[Collection entries]
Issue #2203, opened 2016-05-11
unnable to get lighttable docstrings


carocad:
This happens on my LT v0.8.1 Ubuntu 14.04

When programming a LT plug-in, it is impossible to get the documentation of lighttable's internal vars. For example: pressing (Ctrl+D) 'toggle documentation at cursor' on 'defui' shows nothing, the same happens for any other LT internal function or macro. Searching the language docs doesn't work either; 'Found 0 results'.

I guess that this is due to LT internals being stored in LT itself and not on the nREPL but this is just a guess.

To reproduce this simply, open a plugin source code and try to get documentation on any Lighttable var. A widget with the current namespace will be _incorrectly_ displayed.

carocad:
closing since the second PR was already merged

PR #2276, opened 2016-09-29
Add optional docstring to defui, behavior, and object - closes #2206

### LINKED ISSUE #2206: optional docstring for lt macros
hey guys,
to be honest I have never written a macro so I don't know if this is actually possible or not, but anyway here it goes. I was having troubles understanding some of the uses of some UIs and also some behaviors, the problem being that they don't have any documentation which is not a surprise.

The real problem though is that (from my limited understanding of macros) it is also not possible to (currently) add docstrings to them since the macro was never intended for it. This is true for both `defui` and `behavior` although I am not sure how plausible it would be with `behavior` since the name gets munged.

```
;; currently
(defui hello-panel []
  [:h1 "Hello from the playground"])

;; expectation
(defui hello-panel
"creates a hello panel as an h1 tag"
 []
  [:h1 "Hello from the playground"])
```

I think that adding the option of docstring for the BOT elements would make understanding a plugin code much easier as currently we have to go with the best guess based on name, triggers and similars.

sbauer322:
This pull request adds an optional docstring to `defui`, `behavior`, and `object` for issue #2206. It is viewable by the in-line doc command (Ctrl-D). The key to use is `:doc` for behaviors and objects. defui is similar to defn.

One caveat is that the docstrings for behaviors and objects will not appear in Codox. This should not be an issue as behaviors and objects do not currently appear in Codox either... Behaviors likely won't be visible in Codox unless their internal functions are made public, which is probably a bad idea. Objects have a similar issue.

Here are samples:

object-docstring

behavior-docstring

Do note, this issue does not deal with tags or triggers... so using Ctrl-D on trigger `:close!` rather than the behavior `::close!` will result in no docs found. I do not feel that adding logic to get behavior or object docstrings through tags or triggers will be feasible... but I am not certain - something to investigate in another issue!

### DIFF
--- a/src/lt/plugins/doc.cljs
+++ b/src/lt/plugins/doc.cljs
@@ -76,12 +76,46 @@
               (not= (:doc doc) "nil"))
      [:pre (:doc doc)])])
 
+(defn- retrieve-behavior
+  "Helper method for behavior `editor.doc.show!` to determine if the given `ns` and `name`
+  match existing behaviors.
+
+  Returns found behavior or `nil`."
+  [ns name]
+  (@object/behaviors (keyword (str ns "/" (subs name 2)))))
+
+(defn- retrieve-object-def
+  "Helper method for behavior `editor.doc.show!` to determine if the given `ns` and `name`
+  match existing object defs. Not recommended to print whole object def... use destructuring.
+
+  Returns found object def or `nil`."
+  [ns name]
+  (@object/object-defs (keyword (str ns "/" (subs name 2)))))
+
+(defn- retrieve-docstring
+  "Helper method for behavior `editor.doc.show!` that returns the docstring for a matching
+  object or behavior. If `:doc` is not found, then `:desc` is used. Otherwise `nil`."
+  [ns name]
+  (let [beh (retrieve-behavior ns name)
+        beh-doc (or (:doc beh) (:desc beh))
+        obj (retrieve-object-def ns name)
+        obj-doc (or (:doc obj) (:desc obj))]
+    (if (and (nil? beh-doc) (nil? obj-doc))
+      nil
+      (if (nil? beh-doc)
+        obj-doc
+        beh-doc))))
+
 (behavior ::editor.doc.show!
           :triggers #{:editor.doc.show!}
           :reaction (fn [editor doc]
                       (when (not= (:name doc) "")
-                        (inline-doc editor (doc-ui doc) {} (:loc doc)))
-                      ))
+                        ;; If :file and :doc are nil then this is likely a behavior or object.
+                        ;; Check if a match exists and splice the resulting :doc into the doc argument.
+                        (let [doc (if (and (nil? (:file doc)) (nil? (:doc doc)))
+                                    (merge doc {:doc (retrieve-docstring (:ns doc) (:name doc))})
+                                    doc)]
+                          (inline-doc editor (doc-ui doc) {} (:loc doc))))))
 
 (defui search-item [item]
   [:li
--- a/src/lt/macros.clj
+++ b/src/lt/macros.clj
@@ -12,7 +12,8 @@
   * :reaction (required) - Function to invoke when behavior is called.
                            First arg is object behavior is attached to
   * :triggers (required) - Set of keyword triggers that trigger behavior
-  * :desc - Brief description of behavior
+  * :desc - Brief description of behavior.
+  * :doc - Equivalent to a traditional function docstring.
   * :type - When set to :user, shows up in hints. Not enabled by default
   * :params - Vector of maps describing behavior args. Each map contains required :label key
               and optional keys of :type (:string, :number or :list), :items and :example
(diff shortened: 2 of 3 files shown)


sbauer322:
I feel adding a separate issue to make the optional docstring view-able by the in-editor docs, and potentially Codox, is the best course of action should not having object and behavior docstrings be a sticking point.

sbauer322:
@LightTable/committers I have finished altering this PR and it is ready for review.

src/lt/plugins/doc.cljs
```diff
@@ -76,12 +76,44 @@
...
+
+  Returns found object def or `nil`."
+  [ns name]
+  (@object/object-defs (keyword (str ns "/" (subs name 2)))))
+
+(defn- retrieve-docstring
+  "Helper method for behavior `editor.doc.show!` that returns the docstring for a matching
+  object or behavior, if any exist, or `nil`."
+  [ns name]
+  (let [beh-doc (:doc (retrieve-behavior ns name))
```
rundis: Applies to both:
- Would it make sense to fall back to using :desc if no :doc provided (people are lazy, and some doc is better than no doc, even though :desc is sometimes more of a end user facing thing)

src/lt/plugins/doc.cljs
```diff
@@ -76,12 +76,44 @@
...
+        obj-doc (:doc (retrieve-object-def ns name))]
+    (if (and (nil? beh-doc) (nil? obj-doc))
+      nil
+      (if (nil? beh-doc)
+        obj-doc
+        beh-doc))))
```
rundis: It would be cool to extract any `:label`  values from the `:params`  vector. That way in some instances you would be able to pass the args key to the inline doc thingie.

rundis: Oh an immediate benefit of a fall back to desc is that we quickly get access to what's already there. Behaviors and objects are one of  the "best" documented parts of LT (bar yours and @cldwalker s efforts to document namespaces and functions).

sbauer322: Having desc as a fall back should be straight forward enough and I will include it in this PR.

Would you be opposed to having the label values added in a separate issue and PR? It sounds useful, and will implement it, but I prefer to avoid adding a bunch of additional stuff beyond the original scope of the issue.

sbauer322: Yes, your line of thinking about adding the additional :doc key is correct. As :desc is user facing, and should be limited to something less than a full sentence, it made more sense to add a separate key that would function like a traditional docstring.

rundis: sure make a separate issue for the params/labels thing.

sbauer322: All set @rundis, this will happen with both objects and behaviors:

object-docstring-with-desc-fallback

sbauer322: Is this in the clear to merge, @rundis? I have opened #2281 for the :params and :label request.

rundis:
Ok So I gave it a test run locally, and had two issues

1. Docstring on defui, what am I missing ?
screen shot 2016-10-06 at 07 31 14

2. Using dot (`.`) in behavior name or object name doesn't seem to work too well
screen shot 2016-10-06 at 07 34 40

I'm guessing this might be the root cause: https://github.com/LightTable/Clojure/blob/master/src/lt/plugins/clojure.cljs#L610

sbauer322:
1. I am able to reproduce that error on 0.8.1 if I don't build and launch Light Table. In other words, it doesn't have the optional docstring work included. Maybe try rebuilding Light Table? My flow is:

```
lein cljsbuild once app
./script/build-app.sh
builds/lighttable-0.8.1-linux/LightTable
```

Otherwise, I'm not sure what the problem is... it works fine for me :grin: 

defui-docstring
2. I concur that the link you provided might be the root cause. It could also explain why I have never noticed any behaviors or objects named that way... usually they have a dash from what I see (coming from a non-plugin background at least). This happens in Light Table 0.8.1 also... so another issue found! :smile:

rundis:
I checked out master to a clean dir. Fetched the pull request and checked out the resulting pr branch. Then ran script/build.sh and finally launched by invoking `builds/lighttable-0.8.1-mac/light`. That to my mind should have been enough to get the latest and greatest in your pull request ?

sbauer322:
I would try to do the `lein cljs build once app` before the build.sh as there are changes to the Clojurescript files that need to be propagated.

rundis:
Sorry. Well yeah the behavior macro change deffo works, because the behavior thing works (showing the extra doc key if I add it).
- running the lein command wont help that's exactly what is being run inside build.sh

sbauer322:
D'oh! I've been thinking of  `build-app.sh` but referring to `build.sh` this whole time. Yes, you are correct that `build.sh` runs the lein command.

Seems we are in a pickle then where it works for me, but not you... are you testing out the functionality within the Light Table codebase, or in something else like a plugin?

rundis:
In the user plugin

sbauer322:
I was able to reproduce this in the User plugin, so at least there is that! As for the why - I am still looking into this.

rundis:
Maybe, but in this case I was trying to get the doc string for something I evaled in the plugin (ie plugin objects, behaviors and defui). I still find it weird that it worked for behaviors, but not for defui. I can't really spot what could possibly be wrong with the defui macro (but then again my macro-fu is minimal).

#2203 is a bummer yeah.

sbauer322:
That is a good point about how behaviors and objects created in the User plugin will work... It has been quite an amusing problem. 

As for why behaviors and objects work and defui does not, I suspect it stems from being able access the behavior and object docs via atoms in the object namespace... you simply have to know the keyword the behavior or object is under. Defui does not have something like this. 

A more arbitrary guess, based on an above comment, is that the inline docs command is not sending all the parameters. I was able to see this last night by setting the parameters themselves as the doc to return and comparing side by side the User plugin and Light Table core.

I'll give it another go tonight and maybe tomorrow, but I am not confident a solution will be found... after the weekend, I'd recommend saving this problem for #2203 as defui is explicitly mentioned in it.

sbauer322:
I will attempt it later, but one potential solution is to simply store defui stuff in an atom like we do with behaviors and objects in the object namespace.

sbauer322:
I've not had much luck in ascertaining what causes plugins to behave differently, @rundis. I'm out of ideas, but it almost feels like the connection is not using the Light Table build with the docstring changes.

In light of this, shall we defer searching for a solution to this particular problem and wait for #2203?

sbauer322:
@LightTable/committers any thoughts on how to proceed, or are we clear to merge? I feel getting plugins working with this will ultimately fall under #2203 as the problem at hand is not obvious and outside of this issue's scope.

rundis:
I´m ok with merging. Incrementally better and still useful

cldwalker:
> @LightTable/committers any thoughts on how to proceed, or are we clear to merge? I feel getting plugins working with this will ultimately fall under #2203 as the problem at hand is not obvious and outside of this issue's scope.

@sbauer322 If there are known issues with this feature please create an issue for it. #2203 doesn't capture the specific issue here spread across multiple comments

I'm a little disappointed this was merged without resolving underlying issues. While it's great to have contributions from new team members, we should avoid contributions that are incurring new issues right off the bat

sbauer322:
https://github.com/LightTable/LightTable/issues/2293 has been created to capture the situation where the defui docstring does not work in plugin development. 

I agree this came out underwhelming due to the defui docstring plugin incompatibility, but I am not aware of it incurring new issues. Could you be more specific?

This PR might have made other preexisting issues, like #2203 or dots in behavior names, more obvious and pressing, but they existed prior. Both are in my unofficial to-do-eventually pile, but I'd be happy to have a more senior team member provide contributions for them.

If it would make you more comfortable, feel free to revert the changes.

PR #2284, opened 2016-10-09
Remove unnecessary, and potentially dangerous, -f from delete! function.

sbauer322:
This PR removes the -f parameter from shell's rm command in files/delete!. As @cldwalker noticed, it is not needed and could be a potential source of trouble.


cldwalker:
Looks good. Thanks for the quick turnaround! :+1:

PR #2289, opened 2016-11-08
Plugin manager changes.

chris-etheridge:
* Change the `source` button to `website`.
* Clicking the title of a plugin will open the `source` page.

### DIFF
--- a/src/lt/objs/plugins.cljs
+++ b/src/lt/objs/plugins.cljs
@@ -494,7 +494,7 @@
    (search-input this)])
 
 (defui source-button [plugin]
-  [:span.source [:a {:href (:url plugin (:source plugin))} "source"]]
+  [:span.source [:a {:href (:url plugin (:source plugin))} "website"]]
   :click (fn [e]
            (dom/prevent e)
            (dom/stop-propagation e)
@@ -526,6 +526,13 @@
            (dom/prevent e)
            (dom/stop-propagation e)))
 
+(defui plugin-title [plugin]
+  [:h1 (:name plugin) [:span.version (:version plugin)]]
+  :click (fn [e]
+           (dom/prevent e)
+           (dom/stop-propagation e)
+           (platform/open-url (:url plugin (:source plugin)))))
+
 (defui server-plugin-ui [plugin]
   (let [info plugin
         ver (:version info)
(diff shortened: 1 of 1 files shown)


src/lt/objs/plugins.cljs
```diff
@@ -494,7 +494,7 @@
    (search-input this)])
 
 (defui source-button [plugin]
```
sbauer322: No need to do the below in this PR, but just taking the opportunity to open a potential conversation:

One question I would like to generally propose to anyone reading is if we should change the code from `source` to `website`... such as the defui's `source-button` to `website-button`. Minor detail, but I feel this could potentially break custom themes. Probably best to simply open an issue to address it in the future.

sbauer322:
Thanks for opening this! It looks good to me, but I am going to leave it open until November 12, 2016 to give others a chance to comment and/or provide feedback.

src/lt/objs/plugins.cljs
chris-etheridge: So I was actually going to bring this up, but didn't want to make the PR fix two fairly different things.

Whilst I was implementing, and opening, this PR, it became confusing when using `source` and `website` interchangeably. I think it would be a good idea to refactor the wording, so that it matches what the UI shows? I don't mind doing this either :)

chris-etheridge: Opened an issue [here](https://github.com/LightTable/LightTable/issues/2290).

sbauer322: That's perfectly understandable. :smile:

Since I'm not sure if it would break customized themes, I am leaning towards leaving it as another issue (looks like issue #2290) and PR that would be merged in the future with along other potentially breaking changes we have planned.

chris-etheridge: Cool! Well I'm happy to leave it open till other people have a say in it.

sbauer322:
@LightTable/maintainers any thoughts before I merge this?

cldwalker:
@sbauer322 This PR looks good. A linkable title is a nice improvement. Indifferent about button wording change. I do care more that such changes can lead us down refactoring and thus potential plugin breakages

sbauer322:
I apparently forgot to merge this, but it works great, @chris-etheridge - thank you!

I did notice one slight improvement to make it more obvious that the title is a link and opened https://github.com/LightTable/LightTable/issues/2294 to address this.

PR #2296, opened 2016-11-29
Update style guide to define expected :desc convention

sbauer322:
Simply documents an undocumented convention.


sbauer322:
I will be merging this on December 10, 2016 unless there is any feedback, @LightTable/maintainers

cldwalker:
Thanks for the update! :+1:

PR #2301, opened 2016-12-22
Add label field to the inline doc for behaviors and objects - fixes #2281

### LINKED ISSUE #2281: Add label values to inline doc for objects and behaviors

▸ WORK REQUEST: All lines in the records with the string "better" should be copied out.

▸ WRITTEN ANSWER:
- Would it make sense to fall back to using :desc if no :doc provided (people are lazy, and some doc is better than no doc, even though :desc is sometimes more of a end user facing thing)
I´m ok with merging. Incrementally better and still useful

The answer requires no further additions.